1. Tanggung jawab mengandaikan bahwa suatu tindakan dilakukan dengan sadar dan
tahu. Tanggung jawab hanya bisa dituntut dari seseorang kalau ia bertindak dengan sadar
dan tahu akan tindakannya itu serta konsekwensi dari tindakannya. Hanya kalau
seseorang bertindak dengan sadar dan tahu, baru relevan bagi kita untuk menuntut
tanggung jawab dan pertanggungjawaban moral atas tindakannya itu.

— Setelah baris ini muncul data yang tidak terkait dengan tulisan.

PR #487, opened 2016-10-29
Fix bug 1243115 - fixed issue with suggested & time-range filter

bychek-ru:
@mathjazz I fixed [this issue](https://github.com/mozilla/pontoon/pull/463#issuecomment-257048719). Also make `authored_by` and `between_time_interval` to return Qs.
I don't know why but time range filter requires to apply first, in this way your combination works fine.
r?

### DIFF
--- a/pontoon/base/models.py
+++ b/pontoon/base/models.py
@@ -1254,15 +1254,21 @@ class EntityQuerySet(models.QuerySet):
     def unchanged(self):
         return Q(unchanged_count=F('expected_count'))
 
-    def authored_by(self, locale, email):
-        if ',' in email:
-            email = email.split(',')
-            return self.filter(translation__locale=locale).filter(reduce(lambda x, y: x | y, [Q(translation__user__email=item) for item in email]))
+    def authored_by(self, email):
+        email = email.split(',')
+        query = None
 
-        return self.filter(translation__locale=locale, translation__user__email=email)
+        for e in email:
+            q = Q(translation__user__email=e)
+            if query:
+                query |= q
+            else:
+                query = q
 
-    def between_time_interval(self, locale, start, end):
-        return self.filter(translation__locale=locale, translation__date__range=(start, end))
+        return query
+
+    def between_time_interval(self, start, end):
+        return Q(translation__date__range=(start, end))
 
     def prefetch_resources_translations(self, locale):
         """
@@ -1362,9 +1368,9 @@ class Entity(DirtyFieldsMixin, models.Model):
         search=None, exclude=None, extra=None, time=None, author=None):
         """Get project entities with locale translations."""
         entities = Entity.objects.all()
+        query = None
 
         if status:
-            query = None
             status = status.split(',')
 
             for s in status:
@@ -1385,11 +1391,7 @@ class Entity(DirtyFieldsMixin, models.Model):
                 else:
                     query = q
 
-            if query:
-                entities = entities.with_status_counts(locale).filter(query)
-
         if extra:
-            query = None
             extra = extra.split(',')
 
             for s in extra:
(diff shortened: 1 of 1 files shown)


pontoon/base/models.py
```diff
@@ -1255,14 +1255,20 @@ def unchanged(self):
         return Q(unchanged_count=F('expected_count'))
 
     def authored_by(self, locale, email):
```
mathjazz: You can remove the `locale` attribute.

pontoon/base/models.py
```diff
@@ -1255,14 +1255,20 @@ def unchanged(self):
...
 
-        return self.filter(translation__locale=locale, translation__user__email=email)
+        for e in email:
+            q = Q(translation__user__email=e)
+            if query:
+                query |= q
+            else:
+                query = q
+
+        return Q(translation__locale=locale) & (query);
```
mathjazz: `return query` is enough.

Also, no `;` at the end of python statement. :-)

pontoon/base/models.py
```diff
@@ -1255,14 +1255,20 @@ def unchanged(self):
...
 
     def between_time_interval(self, locale, start, end):
-        return self.filter(translation__locale=locale, translation__date__range=(start, end))
+        return Q(translation__locale=locale, translation__date__range=(start, end))
```
mathjazz: `return Q(translation__date__range=(start, end))` is all you need.

pontoon/base/models.py
```diff
@@ -1255,14 +1255,20 @@ def unchanged(self):
...
+        for e in email:
+            q = Q(translation__user__email=e)
+            if query:
+                query |= q
+            else:
+                query = q
+
+        return Q(translation__locale=locale) & (query);
 
     def between_time_interval(self, locale, start, end):
```
mathjazz: You can remove the `locale` attribute.

pontoon/base/models.py
```diff
@@ -1385,11 +1391,9 @@ def for_project_locale(self, project, locale, paths=None, status=None,
                 else:
                     query = q
 
-            if query:
-                entities = entities.with_status_counts(locale).filter(query)
+            query = (query)
```
mathjazz: You can remove this statement.

pontoon/base/models.py
```diff
@@ -1404,23 +1408,28 @@ def for_project_locale(self, project, locale, paths=None, status=None,
...
 
         if author:
-            entities = entities.authored_by(locale, author)
+            q = Entity.objects.authored_by(locale, author)
+
+            if query:
+                query &= q
+            else:
+                query = q
+
```
mathjazz: Replace this entire block with `entities = entities.filter(Entity.objects.authored_by(author))`. It will fix the same issue as with suggested & time range, but for authors.

bychek-ru:
@mathjazz Updated. I mean I don't know why we need to apply time range filter before status filters.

2. Tanggung jawab juga mengandalkan adanya kebebasan pada tempat pertama. Artinya,
tanggung jawab hanya mungkin relevan dan dituntut dari seseorang atas tindakannya, jika
tindakannya itu dilakukannya secara bebas. Jadi, jika seseorang terpaksa atau dipaksa
melakukan suatu tindakan, secara moral ia tidak bisa dituntut bertanggung jawab atas
tindakan itu. Hanya orang yang bebas dalam melakukan sesuatu bisa bertanggung jawab
atas tindakannya.
3. Tanggung jawab juga mensyaratkan bahwa orang yang melakukan tindakan tertentu
memang mau melakukan tindakan itu. Ia sendiri mau dan bersedia melakukan tindakan
itu.
Sehubungan dengan tanggung jawab moral, berlaku prinsip yang disebut the principle of
alternate possibilities. Artinya, hanya kalau masih ada alternative baginya untuk bertindak
secara lain, yang tidak lain berarti ia tidak dalam keadaan terpaksa melakukan tindakan
itu.

b. Tanggung jawab sosial


Tanggung jawab Sosial Perusahaan atau Corporate Social Responsibility (selanjutnya
dalam artikel akan disingkat CSR) adalah suatu konsep bahwa organisasi, khususnya
(namun bukan hanya) perusahaan adalah memiliki suatu tanggung jawab
terhadapkonsumen, karyawan, pemegang saham, komunitas dan lingkungan dalam segala
aspek operasional perusahaan.
CSR berhubungan erat dengan pembangunan berkelanjutan, di mana ada argumentasi
bahwa suatu perusahaan dalam melaksanakan aktivitasnya harus mendasarkan
keputusannya tidak semata berdasarkan faktor keuangan, misalnya keuntungan atau
devidenmelainkan juga harus berdasarkan konsekuensi sosial dan lingkungan untuk saat
ini maupun untuk jangka panjang.
Pengertian tanggung jawab social perusahaan atau CSR sangat beragam. Intinya, CSR
adalah operasi bisnis yang berkomitmen tidak hanya untuk meningkatkan keuntungan
perusahaan secara finansial, tetapi untuk pembangunan sosial-ekonomi kawasan secara
holistik, melembaga, dan berkelanjutan. Beberapa nama lain yang memiliki kemiripan
dan bahkan sering diidentikkan dengan CSR adalah corporate giving, corporate
philanthropy, corporate community relations, dan community development.